:: RECORDS SUPPLIED ::
PR #2813, opened 2022-08-08
cwl: onDidCloseTextDocument() should be called exactly once for the lifetime of the Toolkit

Hweinstock:
## Problem
`onDidCloseTextDocument` was being called anytime registry was initiated and was not being made a disposable.
## Solution
Move the event handlers out of the registry class and into subscriptions so that they are disposable and avoid any potential memory issues. 

## License

### DIFF
--- a/src/cloudWatchLogs/activation.ts
+++ b/src/cloudWatchLogs/activation.ts
@@ -42,6 +42,7 @@ export async function activate(context: vscode.ExtensionContext, configuration: 
                 registry.disposeRegistryData(doc.uri)
             }
         }),
+        // Do highlight on text-changed event because we don't control when text is populated by vscode, also for "load more" codelens.
         vscode.workspace.onDidChangeTextDocument((event: vscode.TextDocumentChangeEvent) => {
             const eventUri = event.document.uri
             if (registry.hasLog(eventUri) && !isLogStreamUri(eventUri)) {
--- a/src/cloudWatchLogs/activation.ts
+++ b/src/cloudWatchLogs/activation.ts
@@ -6,7 +6,7 @@
 import * as vscode from 'vscode'
 import { CLOUDWATCH_LOGS_SCHEME } from '../shared/constants'
 import { Settings } from '../shared/settings'
-import { CloudWatchLogsSettings } from './cloudWatchLogsUtils'
+import { CloudWatchLogsSettings, isLogStreamUri } from './cloudWatchLogsUtils'
 import { addLogEvents } from './commands/addLogEvents'
 import { copyLogStreamName } from './commands/copyLogStreamName'
 import { saveCurrentLogStreamContent } from './commands/saveCurrentLogStreamContent'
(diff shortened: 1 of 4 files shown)


src/cloudWatchLogs/activation.ts
```diff
@@ -39,11 +39,21 @@ export async function activate(context: vscode.ExtensionContext, configuration:
...
                 registry.deregisterLog(doc.uri)
             }
         })
     )
 
+    context.subscriptions.push(
+        vscode.workspace.onDidChangeTextDocument((event: vscode.TextDocumentChangeEvent) => {
+            const eventUri = event.document.uri
+            if (registry.hasLog(eventUri) && !isLogStreamUri(eventUri)) {
+                registry.highlightDocument(eventUri)
```
justinmk3, line 52: onDidChangeTextDocument is potentially very frequent. Doesn't matter here in practice because the doc is readonly, but it's a hidden spec, which is debt (a potential future bug). What's the reason for calling highlightDocument() on this event instead of just doing it explicitly after we populate the text?

src/cloudWatchLogs/activation.ts
```diff
@@ -39,11 +39,21 @@ export async function activate(context: vscode.ExtensionContext, configuration:
...
         vscode.workspace.onDidCloseTextDocument(doc => {
             if (doc.isClosed && doc.uri.scheme === CLOUDWATCH_LOGS_SCHEME) {
+                registry.disposeRegistryData(doc.uri)
                 registry.deregisterLog(doc.uri)
             }
         })
     )
 
+    context.subscriptions.push(
+        vscode.workspace.onDidChangeTextDocument((event: vscode.TextDocumentChangeEvent) => {
```
justinmk3, line 49: nit: push() is variadic (takes unlimited args) so we can save a few lines by putting all of this disposables into one push() call.

src/cloudWatchLogs/activation.ts
```diff
@@ -39,11 +39,21 @@ export async function activate(context: vscode.ExtensionContext, configuration:
     context.subscriptions.push(
         vscode.workspace.onDidCloseTextDocument(doc => {
             if (doc.isClosed && doc.uri.scheme === CLOUDWATCH_LOGS_SCHEME) {
+                registry.disposeRegistryData(doc.uri)
                 registry.deregisterLog(doc.uri)
```
justinmk3, line 43: off-topic (future PR?): should deregisterLog be renamed? Does "log" mean "logstream" or "logdata" or "loggroup" ...?

Do we even need `deregisterLog()` anymore? It is only called where `disposeRegistryData()` is called. So its job should be merged into `disposeRegistryData()`.

justinmk3 (approved):

src/cloudWatchLogs/activation.ts
Hweinstock: I think you're right. These two function have a very similar function and can realistically always be called together. I went ahead and combined them into `disposeRegistryData()`. 

This seemed like an opportunity to reduce code volume which I assume is always a good goal to have in mind?

src/cloudWatchLogs/activation.ts
Hweinstock: Before having this be an event handler I tried having `highlightDocument` in both the `updateLog` function and the `documentProvider.provideTextDocumentContent` function. It seems that both fail to highlight newly loaded data from the `load more` codelense before it is rendered to the screen. I couldn't figure out where else to have to other than on a document change so that this behavior worked as expected.

JadenSimon: > just doing it explicitly after we populate the text?

Because we don't populate the text document. VS Code does.

justinmk3: Ok. That kind of hard-gained knowledge is worth a 1-line comment here. Something like

    // Do highlight on text-changed because we don't control when text is populated by vscode, also for "load more" codelens.

PR #2815, opened 2022-08-08
cwl: cancel view log stream + loading message. 

Hweinstock:
## Problem
`viewLogStream` could also take a long time to load and we already have to the code to improve this. 
## Solution
Implement the same logic as we have in `searchLogGroup`. 
TODO: Generalize this logic as a function `getResponseOrCancel`. Note: I tried to do this and it ended up much nastier than keeping them separate so didn't include in this PR. 

## License


JadenSimon:
> TODO: Generalize this logic as a function getResponseOrCancel. Note: I tried to do this and it ended up much nastier than keeping them separate so didn't include in this PR.

This is getting into generic programming which takes a lot of practice :)
Better to keep things simple unless the generalization is obvious and straightforward.

JadenSimon (approved):

justinmk3 (approved):
very cool!

PR #2816, opened 2022-08-09
cwl: Update custom date range prompter

Hweinstock:
## Problem
The custom time range box did not have the same buttons/functionality as all other Wizard prompts. Additionally, there was an error when the custom time range box was cancelled and then reopened. 
## Solution
We can add the common buttons to custom time range box and not reuse a previous prompter to avoid the error. 

image

## License

### DIFF
--- a/src/cloudWatchLogs/timeFilterSubmenu.ts
+++ b/src/cloudWatchLogs/timeFilterSubmenu.ts
@@ -95,9 +95,10 @@ export class TimeFilterSubmenu extends Prompter<TimeFilterResponse> {
         while (true) {
             switch (this.currentState) {
                 case 'recent-range': {
-                    this.steps && this.defaultPrompter.setSteps(this.steps[0], this.steps[1])
+                    const prompter = this.createMenuPrompter()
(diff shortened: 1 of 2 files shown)


src/cloudWatchLogs/timeFilterSubmenu.ts
```diff
@@ -112,7 +112,7 @@ export class TimeFilterSubmenu extends Prompter<TimeFilterResponse> {
                     break
                 }
                 case 'custom-range': {
-                    const resp = await this.customPrompter.prompt()
+                    const resp = await this.createDateBox().prompt()
```
JadenSimon, line 115: Looking at the rest of this code, line 122 is another potential source of bugs
The whole point of a state machine is to keep the states **isolated**

Each state should not need to be doing any sort of setup for the next. Let `createMenuPrompter` be called when the relevant prompt is used, not at the state transition. 

Looks like we don't need `defaultPrompter` either. The original 'RegionSubmenu' only exposed the active UI component as a mechanism for testing the control flow. But we're already exposing the factory functions for creating each prompt as public methods.

JadenSimon (approved):

PR #2823, opened 2022-08-10
performance: optimize `Developer Tools` view

JadenSimon:
## Problem
View is re-rendered when a node becomes "invisible".
This is a consequence of visibility being functionally different from a node's children changing.

## Solution
Externally refresh a specific node's child **without** changing the children array itself. 
This can also be implemented by increasing the scope of `onDidChangeChildren` and exposing it on the "root" node although I'll save that for another time.

## License

### DIFF
--- a/src/test/shared/treeview/resourceTreeDataProvider.test.ts
+++ b/src/test/shared/treeview/resourceTreeDataProvider.test.ts
@@ -50,7 +50,7 @@ function getLabels(nodes: TreeNode[]): Promise<string[]> {
     return Promise.all(nodes.map(async n => (await n.getTreeItem()).label ?? 'not set'))
 }
 
-function intoTestNode(node: TreeNode): TestNode | never {
+function toTestNode(node: TreeNode): TestNode | never {
     if (!(node.resource instanceof TestNode)) {
         throw new TypeError(`Node "${node.id}" had an incorrect resource: ${node.resource}`)
     }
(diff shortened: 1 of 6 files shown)


src/test/shared/treeview/resourceTreeDataProvider.test.ts
```diff
@@ -100,6 +100,20 @@ describe('ResourceTreeDataProvider', function () {
...
+        const [node0, node1] = await provider.getChildren()
+        const item0 = await provider.getTreeItem(node0)
+        const item1 = await provider.getTreeItem(node1)
+        provider.refresh(node1)
+
+        const newItem0 = await provider.getTreeItem(node0)
+        const newItem1 = await provider.getTreeItem(node1)
+        assert.strictEqual(newItem0, item0)
+        assert.notStrictEqual(newItem1, item1)
+        assert.deepStrictEqual(newItem1, item1)
```
justinmk3, line 114: The same args are "not strict equal", but _are_ "deep strict equal"? This may be worth a 1-line explaining the subtlety.

JadenSimon: They have the same data but are not the same references.
It's the most straightforward way to explicitly test caching behavior albeit somewhat abstract.

justinmk3 (approved):
LGTM, but if there is risk of regression, may want to wait to merge this until Friday.

justinmk3 (approved):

:: WHAT TO DO ::
Lines containing "refresh" in the records above: how many are there? Give only the number.

:: ANSWER TO THIS TASK ::
2